PR #802, opened 2022-07-17
build: use bunchee for bundling

huozhi:
[bunchee](https://www.npmjs.com/package/bunchee) is a zero configuration bundler based on rollup and swc, it can get rid of the webpack runtime code which relying on nodejs runtime variable like `__dirname` ncc brought in

Also faster ⚡️

```
✨ Built styled-jsx
✅ Finished in 900 ms
$ bunchee src/webpack.js -f cjs --runtime node -o dist/webpack/index.js
✨ Built styled-jsx
✅ Finished in 226 ms
$ bunchee src/index.js -f cjs --runtime node -e react -o dist/index/index.js
✨ Built styled-jsx
✅ Finished in 63 ms
✨  Done in 2.52s.
```

x-ref: https://github.com/vercel/styled-jsx/issues/784
x-ref: https://github.com/vercel/next.js/pull/40165


src/babel.js
```diff
@@ -18,13 +16,8 @@ import {
...
 
-export function macro() {
-  return require('./macro')
-}
-
-export function test() {
-  return require('./babel-test')
-}
+export { default as macro } from './macro'
+export { default as test } from './babel-test'
```
ijjk, line 20: Should these still be functions that export these? E.g.

```js
import _macro from './macro'

export function macro() {
  return _macro
}
```

ijjk (approved):

PR #805, opened 2022-08-08
fix: declare module and fix conflict typing name

huozhi:
x-ref: https://github.com/vercel/next.js/runs/7729014049?check_suite_focus=true

Add declare module and change type name from `StyleRegistry` to `StyledJsxStyleRegistry`

follow-up: will change the styled-jsx assets copy script in next.js


ijjk (commented):
Should we be using `declare module` here? If it's needed here I think we would need it for the other type declarations as well

PR #806, opened 2022-08-10
fix: tweak types

huozhi:
x-ref: https://github.com/vercel/next.js/pull/39474

`declare module` wasn't picked up by typescript

* Add `global.d.ts`
* Move react style types overriding into `global.d.ts`
* Scope react types in `index.d.ts`

### DIFF
--- a/index.d.ts
+++ b/index.d.ts
@@ -1,13 +1,6 @@
-import React from 'react'
-
-declare module 'react' {
-  interface StyleHTMLAttributes<T> extends HTMLAttributes<T> {
-    jsx?: boolean
-    global?: boolean
-  }
-}
-
 declare module 'styled-jsx' {
+  import React from 'react'
+
   export type StyledJsxStyleRegistry = {
     styles(options?: { nonce?: string }): JSX.Element[]
     flush(): void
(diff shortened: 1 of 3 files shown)


index.d.ts
```diff
@@ -1,13 +1,6 @@
...
-
-declare module 'react' {
-  interface StyleHTMLAttributes<T> extends HTMLAttributes<T> {
-    jsx?: boolean
-    global?: boolean
-  }
-}
-
 declare module 'styled-jsx' {
+  import React from 'react'
```
ijjk, line 2: Should we use `import('react').ReactNode` below instead?

huozhi: They both work, but `import React` will only work when I moved it into the styled-jsx scope. Seems it does have side effect?
I was just curious why you use `import('react')` cuz if there're more used types from react we need to write more `import()` so I tried this. I can change to `import('react')` since there's only 1 used type now.

ijjk: Yeah does seem there's a side-effect there, was mainly thinking to use it to limit potential conflicts

ijjk (approved):

PR #812, opened 2022-09-05
fix: load babel macro dynamically

huozhi:
Use `require` call to dynamic require macro plugins, so that it won't be bundled in the dist/babel assets when you're not using macro

* chore: Upgrade bunchee to latest
* test: create babel macro test module for testing


src/macro.js
```diff
@@ -1,11 +1,12 @@
-import { createMacro, MacroError } from 'babel-plugin-macros'
 import { processTaggedTemplateExpression } from './babel-external'
 import {
   setStateOptions,
   createReactComponentImportDeclaration
 } from './_utils'
 import { STYLE_COMPONENT } from './_constants'
 
+const { createMacro, MacroError } = (() => require('babel-plugin-macros'))()
```
ijjk, line 8: Won't this still be called whenever `styled-jsx/babel` is loaded since it's imported unconditionally here? https://github.com/vercel/styled-jsx/blob/2a31e7395f76bb997909734cf59a0abc7f4bbdd9/src/babel.js#L19

ijjk (approved):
*****
▸ Required action:
The expected answer holds each line from the listing above where the string "opened" is present.

▸ Reply to the exercise:
PR #802, opened 2022-07-17
PR #805, opened 2022-08-08
PR #806, opened 2022-08-10
PR #812, opened 2022-09-05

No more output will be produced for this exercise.